US 11,748,571 B1
	Text segmentation with two-level transformer and auxiliary coherence modeling
Goran Glavas, Mannheim (DE); and Swapna Somasundaran, Plainsboro, NJ (US)
Assigned to Educational Testing Service, Princeton, NJ (US)
Filed by Educational Testing Service, Princeton, NJ (US)
Filed on May 20, 2020, as Appl. No. 16/878,708.
Claims priority of provisional application 62/850,610, filed on May 21, 2019.
Int. Cl.

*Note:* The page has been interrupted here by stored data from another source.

PR #3690, opened 2015-06-04
Fixed scrolling when verticalScrollHeight is 0

500tech-user:
Open the basic example:
http://ui-grid.info/docs/#/tutorial/101_intro
Hover above the grid and try to scroll up - it doesn't scroll the page.
Scrolling down, however, works.

This fixes it

### DIFF
--- a/src/js/core/directives/ui-grid-render-container.js
+++ b/src/js/core/directives/ui-grid-render-container.js
@@ -75,7 +75,10 @@
 
                 scrollTop = containerCtrl.viewport[0].scrollTop;
                 // Get the scroll percentage
-                var scrollYPercentage = (scrollTop + scrollYAmount) / rowContainer.getVerticalScrollLength();
+                var verticalScrollLength = rowContainer.getVerticalScrollLength();
+                var scrollYPercentage;
+                if (verticalScrollLength === 0) { scrollYPercentage = 0; }
+                else { scrollYPercentage = (scrollTop + scrollYAmount) / verticalScrollLength; }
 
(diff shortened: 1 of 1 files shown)


tuhoojabotti:
Duplicates: #3666 #3531 #3340 (for reference)

swalters:
@500tech-user Can you tell me is this still an issue in master?  I think this was fixed in some other commits.

swalters:
ok, I see that mousewheel is still broken for it

swalters:
Thanks for PR.

Rather than putting the logic where you have it, we would rather see the verticalScrollLength property added to scrollEvent and then the atBottom, atTop, atLeft, and atRight can use that number to determine if it is at bottom, top, etc.

I'll look at making this change and will close this PR when complete.

swalters:
Should be fixed with
https://github.com/angular-ui/ng-grid/commit/e582174a826bb232ddbb4fda8001b64c3273df0d .  Thanks for the PR

500tech-user:
Awesome
BTW, I also noticed that when zooming in or out the calculation is wrong.
Did you ever encounter that?

-- 
- Adam Klein <http://il.linkedin.com/in/adamklein500>
- CTO @ 500Tech.com <http://500tech.com/> - Web and Mobile development
- hackademy.co.il <http://hackademy.co.il/angularjs/about> - AngularJS,
Ruby on Rails training
- (+972) 52 747 5633

rhrasna:
The problem persists in v.3.0.1.

PR #3697, opened 2015-06-05
Changed from offsetParent to parentElement. Use of offsetParent is a …

helgean:
…major performance degradation (in IE, any use of offsetParent, offsetWidth or offsetHeight should be used with extreme caution) , it causes document reflow/layout in the browser.

I can't see why this have to be offsetParent, it looks like it is the nearest parent of the element that is the target. If changed to parentElement this would have a positive effect on the initial rendering performance. If all calls to offsetWidth, offsetHeight and offsetParent are eliminated from the initial rendering, the initial rendering time drops by almost 40% in our application.


PaulL1:
@c0bra: any thoughts on this?

c0bra:
LGTM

G06F 40/289 (2020.01); G06F 40/30 (2020.01); G06N 3/096 (2023.01); G06N 20/00 (2019.01); G06F 40/284 (2020.01); G06F 40/253 (2020.01); G06N 3/08 (2023.01)

CPC G06F 40/30 (2020.01) [G06F 40/253 (2020.01); G06F 40/284 (2020.01); G06N 3/08 (2013.01); G06N 20/00 (2019.01)]

20 Claims

1. A computer-implemented method comprising:

receiving data encapsulating a document of text;

segmenting the text into a plurality of semantically coherent units using a coherence-aware text segmentation (CATS) machine learning model, the CATS machine learning model being a multi-task learning model that alternatively minimizes a sentence-level segmentation objective and a coherence objective and which differentiates correct sequences of sentences in the document from corrupt sequences of sentences in the document, the CATS model being generated by cross-lingual zero-shot transfer in which a supervised alignment model is used to project target-language vectors from an independently trained embedding space of a target language to a monolingual embedding space of a source language; and

providing data characterizing the segmenting.